[Dataset entries]

Segment Open

Issue #4351, opened 2017-07-26
CLI: Ambiguous parameter names such as -no are misinterpreted as positional parameter values


mklement0:
Steps to reproduce
------------------

```powershell
# -no is ambiguous: could be -NoProfile, -NoLogo, ...
powershell -no -command get-date
```

Expected behavior
-----------------

An error complaining about the ambiguity of the parameter name and refusal to continue.

Actual behavior
---------------

PS Core and Windows PS behave differently, due to the recent Core change to default to `-File` instead of `-Command`:

* PowerShell Core:

```none
The argument '-no' to the -File parameter does not exist. Provide the path to an existing '.ps1' file as an argument to the -File parameter.
PowerShell v6.0.0-beta.4
Copyright (C) Microsoft Corporation. All rights reserved.
```

* Windows PowerShell:

```none
-no : The term '-no' is not recognized as the name of a cmdlet, function, script file, or operable program. Check the spelling of the name, or if a path was
included, verify that the path is correct and try again.
At line:1 char:1
+ -no -command get-date
+ ~~~
    + CategoryInfo          : ObjectNotFound: (-no:String) [], CommandNotFoundException
    + FullyQualifiedErrorId : CommandNotFoundException
```

Environment data
----------------

```powershell
PowerShell Core v6.0.0-beta.4 on macOS 10.12.5
PowerShell Core v6.0.0-beta.4 on Ubuntu 16.04.2 LTS
PowerShell Core v6.0.0-beta.4 on Microsoft Windows 10 Pro (64-bit; v10.0.15063)
Windows PowerShell v5.1.15063.413 on Microsoft Windows 10 Pro (64-bit; v10.0.15063)
```

SteveL-MSFT:
`-no` might be a valid script file, so I don't think we want check against ambiguous intended parameters (`-Command` didn't do this either).  However, we can improve the error message.  How about:

```
-no : The term `-no` is not recognized as a valid script file.  Check the spelling of the name, or if a path was
included, verify that the path is correct and try again.
```

mklement0:
@SteveL-MSFT:

For consistency and predictability, you should never assume that `-`-prefixed tokens are parameter _values_, _unless_ they follow a recognized, unambiguous parameter name (such as `-NoProfile`):

* If a _positional_ token _looks like_ a parameter name - i.e., if it starts with `-` followed by a _letter_ -  it should be interpreted as such.
[...]

PR #4573, opened 2017-08-14
Make error message consistent when invalid script is passed to -File, better error when passed ambiguous arg

SteveL-MSFT:
Since -File is now the positional parameter for powershell.exe, made the error message consistent with 
-Command when passed an invalid file.

If ambiguous arg is passed, give a better error message:

```powershell
PS C:\users\poker\repos\PowerShell> powershell -no -file foo
Invalid argument '-no', did you mean:

        -nologo
        -noexit
        -noprofile
        -noninteractive
PowerShell v6.0.0-beta.5-42-g3ed9a816b2452551aaad1ac1245a1cbb35e87612-dirty
Copyright (C) Microsoft Corporation. All rights reserved.
```

Enable -WindowStyle to work

Fix https://github.com/PowerShell/PowerShell/issues/4351

### DIFF
--- a/src/Microsoft.PowerShell.ConsoleHost/host/msh/CommandLineParameterParser.cs
+++ b/src/Microsoft.PowerShell.ConsoleHost/host/msh/CommandLineParameterParser.cs
@@ -617,7 +617,7 @@ namespace Microsoft.PowerShell
                         break;
                     }
                 }
-#if !CORECLR  // windowstyle parameter not supported on NanoServer because ProcessWindowStyle does Not exist on CoreCLR
+#if !UNIX
                 else if (MatchSwitch(switchKey, "windowstyle", "w"))
                 {
                     ++i;
--- a/src/Microsoft.PowerShell.ConsoleHost/host/msh/CommandLineParameterParser.cs
+++ b/src/Microsoft.PowerShell.ConsoleHost/host/msh/CommandLineParameterParser.cs
@@ -169,6 +169,30 @@ namespace Microsoft.PowerShell
 
     internal class CommandLineParameterParser
     {
+        internal static string[] validParameters = {
+            "psconsoleFile",
+            "version",
+            "nologo",
+            "noexit",
+#if !CORECLR
+            "sta",
+            "mta",
+#endif
+            "noprofile",
+            "noninteractive",
+            "inputformat",
+            "outputformat",
+#if !UNIX
+            "windowstyle",
+#endif
+            "encodedcommand",
+            "configurationname",
+            "file",
+            "executionpolicy",
+            "command",
+            "help"
+        };
+
         internal CommandLineParameterParser(PSHostUserInterface hostUI, string bannerText, string helpText)
         {
             if (hostUI == null) { throw new PSArgumentNullException("hostUI"); }
@@ -657,7 +681,7 @@ namespace Microsoft.PowerShell
                         WriteCommandLineError(
                             "The -module option can only be specified with the -iss option.",
                             showHelp: true,
-                            showBanner: true);
+                            showBanner: false);
                         break;
                     }
 
@@ -880,7 +904,7 @@ namespace Microsoft.PowerShell
                 WriteCommandLineError(
                     CommandLineParameterParserStrings.MissingFileArgument,
                     showHelp: true,
-                    showBanner: true);
+                    showBanner: false);
                 return false;
             }
 
@@ -924,15 +948,36 @@ namespace Microsoft.PowerShell
                 {
                     WriteCommandLineError(
                         string.Format(CultureInfo.CurrentCulture, CommandLineParameterParserStrings.InvalidFileArgument, args[i], exceptionMessage),
-                        showBanner: true);
+                        showBanner: false);
                     return false;
                 }
 
                 if (!System.IO.File.Exists(_file))
                 {
+                    if (args[i].StartsWith("-") && args[i].Length > 1)
+                    {
+                        string param = args[i].Substring(1, args[i].Length - 1).ToLower();
+                        StringBuilder possibleParameters = new StringBuilder();
+                        foreach (string validParameter in validParameters)
+                        {
+                            if (validParameter.Contains(param))
+                            {
+                                possibleParameters.Append("\n  -");
+                                possibleParameters.Append(validParameter);
+                            }
+                        }
+                        if (possibleParameters.Length > 0)
+                        {
+                            WriteCommandLineError(
+                                string.Format(CultureInfo.CurrentCulture, CommandLineParameterParserStrings.InvalidArgument, args[i]),
+                                showBanner: false);
+                            WriteCommandLineError(possibleParameters.ToString(), showBanner: false);
+                            return false;
+                        }
+                    }
                     WriteCommandLineError(
                         string.Format(CultureInfo.CurrentCulture, CommandLineParameterParserStrings.ArgumentFileDoesNotExist, args[i]),
-                        showBanner: true);
+                        showBanner: false);
                     return false;
                 }
 
--- a/src/Microsoft.PowerShell.ConsoleHost/host/msh/ConsoleControl.cs
+++ b/src/Microsoft.PowerShell.ConsoleHost/host/msh/ConsoleControl.cs
@@ -445,8 +445,7 @@ namespace Microsoft.PowerShell
         internal const int SW_FORCEMINIMIZE = 11;
         internal const int SW_MAX = 11;
 
-
-#if !CORECLR  // ProcessWindowStyle does Not exist on CoreCLR
+#if !UNIX
         /// <summary>
         /// Code to control the display properties of the a window...
         /// </summary>
--- a/src/Microsoft.PowerShell.ConsoleHost/resources/CommandLineParameterParserStrings.resx
+++ b/src/Microsoft.PowerShell.ConsoleHost/resources/CommandLineParameterParserStrings.resx
@@ -252,7 +252,7 @@ EXAMPLES
     <value>Processing -File '{0}' failed because the file does not have a '.ps1' extension. Specify a valid Windows PowerShell script file name, and then try again.</value>
   </data>
   <data name="ArgumentFileDoesNotExist" xml:space="preserve">
-    <value>The argument '{0}' to the -File parameter does not exist. Provide the path to an existing '.ps1' file as an argument to the -File parameter.</value>
+    <value>The argument '{0}' is not recognized as the name of a script file. Check the spelling of the name, or if a path was included, verify that the path is correct and try again.</value>
   </data>
   <data name="BadArgsValue" xml:space="preserve">
     <value>Cannot process the command because the value specified with -EncodedArguments is not properly encoded. The value must be Base64 encoded.</value>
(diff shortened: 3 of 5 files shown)


src/Microsoft.PowerShell.ConsoleHost/resources/CommandLineParameterParserStrings.resx
```diff
@@ -252,7 +252,7 @@ EXAMPLES
     <value>Processing -File '{0}' failed because the file does not have a '.ps1' extension. Specify a valid Windows PowerShell script file name, and then try again.</value>
   </data>
   <data name="ArgumentFileDoesNotExist" xml:space="preserve">
-    <value>The argument '{0}' to the -File parameter does not exist. Provide the path to an existing '.ps1' file as an argument to the -File parameter.</value>
+    <value>The term '{0}' is not recognized as the name of a script file. Check the spelling of the name, or if a path was included, verify that the path is correct and try again.</value>
```
iSazonov: I believe `argument` is better `term` and we can be shorter:
```
The argument '{0}' is not recognized as the name of a script file.
```

SteveL-MSFT: Will change

src/Microsoft.PowerShell.ConsoleHost/host/msh/CommandLineParameterParser.cs
```diff
@@ -930,6 +954,27 @@ bool TryGetBoolValue(string arg, out bool boolValue)
 
                 if (!System.IO.File.Exists(_file))
                 {
+                    if (args[i].StartsWith("-") && args[i].Length > 1)
+                    {
+                        string param = args[i].Substring(1, args[i].Length - 1);
+                        StringBuilder possibleParameters = new StringBuilder();
+                        foreach (string validParameter in validParameters)
+                        {
+                            if (validParameter.Contains(param))
```
lzybkr: Should this be `validParameter.StartsWith(param, StringComparer.OrdinalIgnoreCase)`?

src/Microsoft.PowerShell.ConsoleHost/host/msh/CommandLineParameterParser.cs
```diff
@@ -930,6 +954,27 @@ bool TryGetBoolValue(string arg, out bool boolValue)
...
+                            {
+                                possibleParameters.Append("\n\t-");
```
lzybkr: I'd indent with spaces - we don't indent with tabs anywhere else.

src/Microsoft.PowerShell.ConsoleHost/host/msh/CommandLineParameterParser.cs
```diff
@@ -930,6 +954,27 @@ bool TryGetBoolValue(string arg, out bool boolValue)
...
+                                possibleParameters.Append(validParameter);
+                            }
+                        }
+                        if (possibleParameters.Length > 0)
+                        {
+                            WriteCommandLineError(
+                                string.Format(CultureInfo.CurrentCulture, CommandLineParameterParserStrings.InvalidArgument, args[i]),
+                                showBanner: false);
+                            WriteCommandLineError(possibleParameters.ToString(), showBanner: true);
```
lzybkr: Showing the banner after the error is weird and not like the other errors I reviewed.

src/Microsoft.PowerShell.ConsoleHost/host/msh/CommandLineParameterParser.cs
SteveL-MSFT: I was thinking to cover cases like: `-format`

src/Microsoft.PowerShell.ConsoleHost/host/msh/CommandLineParameterParser.cs
SteveL-MSFT: will change

src/Microsoft.PowerShell.ConsoleHost/host/msh/CommandLineParameterParser.cs
SteveL-MSFT: I'll add a test case for this

src/Microsoft.PowerShell.ConsoleHost/host/msh/CommandLineParameterParser.cs
SteveL-MSFT: I thought that was weird in general, but it seems consistent with other uses of `WriteCommandLineError`.  I'm assuming it's to show that powershell still started if you started it within powershell since the prompt would look same/similar.

src/Microsoft.PowerShell.ConsoleHost/host/msh/CommandLineParameterParser.cs
```diff
@@ -169,6 +169,30 @@ public override void WriteWarningLine(string message)
...
     {
+        internal static string[] validParameters = {
+            "psconsoleFile",
+            "version",
+            "nologo",
+            "noexit",
+#if !CORECLR
+            "sta",
+            "mta",
+#endif
```
iSazonov: `#if !CORECLR ` is no longer relevant. Should we remove the parameters at all?

src/Microsoft.PowerShell.ConsoleHost/host/msh/ConsoleControl.cs
```diff
@@ -446,7 +446,6 @@ internal enum KeyboardFlag : uint
         internal const int SW_MAX = 11;
 
 
-#if !CORECLR  // ProcessWindowStyle does Not exist on CoreCLR
```
iSazonov: Maybe 
`#if !UNIX`

src/Microsoft.PowerShell.ConsoleHost/resources/CommandLineParameterParserStrings.resx
```diff
@@ -269,4 +269,7 @@ EXAMPLES
   <data name="MissingConfigurationNameArgument" xml:space="preserve">
     <value>Cannot process the command because -Configuration requires an argument that is a remote endpoint configuration name. Specify this argument and try again.</value>
   </data>
+  <data name="InvalidArgument" xml:space="preserve">
+    <value>Invalid argument '{0}', did you mean:</value>
```
iSazonov: "did you mean:" - Do you want add something else?

test/powershell/Host/ConsoleHost.Tests.ps1
```diff
@@ -492,6 +492,85 @@ foo
...
+                $outString | Should Match $expectedMatch
+            }
+        }
+    }
+}
+
+Describe "WindowStyle argument" -Tag Feature {
+    BeforeAll {
+        $ExitCodeBadCommandLineParameter = 0xFFFD0000
+        Add-Type -Name User32 -Namespace Test -MemberDefinition @"
```
iSazonov: We should exclude this on Unix.

test/powershell/Host/ConsoleHost.Tests.ps1
```diff
@@ -492,6 +492,85 @@ foo
...
+{
+    Hidden = 0,
+    Normal = 1,
+    Minimized = 2,
+    Maximized = 3,
+}
+"@
+    }
+
+    It "-WindowStyle <WindowStyle> should work on Windows" -Skip:(!$IsWindows) -TestCases @(
```
iSazonov: All tests is excluded on Unix so we could use our pattern "$PSDefaultParameterValues["it:skip"] = ..."

iSazonov (commented):
Leave a comment

src/Microsoft.PowerShell.ConsoleHost/resources/CommandLineParameterParserStrings.resx
SteveL-MSFT: The possible matches show up after this.  See example above in the PR description.

src/Microsoft.PowerShell.ConsoleHost/host/msh/CommandLineParameterParser.cs
SteveL-MSFT: I'm fixing that as part of enabling ApartmentState PR and not part of this PR

src/Microsoft.PowerShell.ConsoleHost/host/msh/ConsoleControl.cs
SteveL-MSFT: makes sense

test/powershell/Host/ConsoleHost.Tests.ps1
SteveL-MSFT: will do

test/powershell/Host/ConsoleHost.Tests.ps1
SteveL-MSFT: agree

src/Microsoft.PowerShell.ConsoleHost/host/msh/CommandLineParameterParser.cs
iSazonov: Closed.

src/Microsoft.PowerShell.ConsoleHost/resources/CommandLineParameterParserStrings.resx
iSazonov: Closed.

test/powershell/Host/ConsoleHost.Tests.ps1
```diff
@@ -492,6 +492,94 @@ foo
...
+                $outString | Should Match $expectedMatch
+            }
+        }
+    }
+}
+
+Describe "WindowStyle argument" -Tag Feature {
+    BeforeAll {
+        $defaultParamValues = $PSDefaultParameterValues.Clone()
+        $PSDefaultParameterValues["it:skip"] = (!$IsWindows)
```
iSazonov: Parentheses can be removed.

SteveL-MSFT: Will remove

SteveL-MSFT:
Not sure why some of the new tests fail in AppVeyor but not on my desktop

iSazonov:
No host?

SteveL-MSFT:
Figured out why it's failing on non-Windows.  It appears that exit codes from programs have to be in the [range 0-255 and anything greater than 255 is mod 256](http://www.tldp.org/LDP/abs/html/exitcodes.html).  I verified this with a simple console c# app.  In this case, the value for ExitCodeBadCommandLineParameter mod 256 == 0.  Hmmm.

Although a breaking change, I think we should conform to [libc standards](https://opensource.apple.com/source/Libc/Libc-320/include/sysexits.h) which means this error code should be 64 "command line usage error".  We should also update all the other error codes that powershell console returns.

In general, I don't think this should be a problem as typically 0 means success and non-0 means error so although a breaking change, I suspect it have limited real world impact.

cc @PowerShell/powershell-committee

lzybkr (approved):
I approve the changes, but there are 2 distinct fixes in the PR, so I think there should be 2 distinct commits.

Interactive add (`git add -p`) is an easy way to do that.

SteveL-MSFT:
@lzybkr are you referring to -WindowStyle and everything else as two commits?

SteveL-MSFT:
@lzybkr sure, I can make that two commits in the same PR.

SteveL-MSFT:
Split into 3 commits (Thanks @lzybkr for the tip on `git add -p`!)

SteveL-MSFT:
@PowerShell/powershell-committee reviewed this and is ok with changing the exit codes

iSazonov (approved):

TravisEz13:
@iSazonov and @SteveL-MSFT  thanks as always!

Segment Closed

▶ _Requirement_
Search the data above for lines holding "recognized" and copy each of them.

▶ _Response to the task_
-no : The term '-no' is not recognized as the name of a cmdlet, function, script file, or operable program. Check the spelling of the name, or if a path was
-no : The term `-no` is not recognized as a valid script file.  Check the spelling of the name, or if a path was
For consistency and predictability, you should never assume that `-`-prefixed tokens are parameter _values_, _unless_ they follow a recognized, unambiguous parameter name (such as `-NoProfile`):
+    <value>The argument '{0}' is not recognized as the name of a script file. Check the spelling of the name, or if a path was included, verify that the path is correct and try again.</value>
+    <value>The term '{0}' is not recognized as the name of a script file. Check the spelling of the name, or if a path was included, verify that the path is correct and try again.</value>
The argument '{0}' is not recognized as the name of a script file.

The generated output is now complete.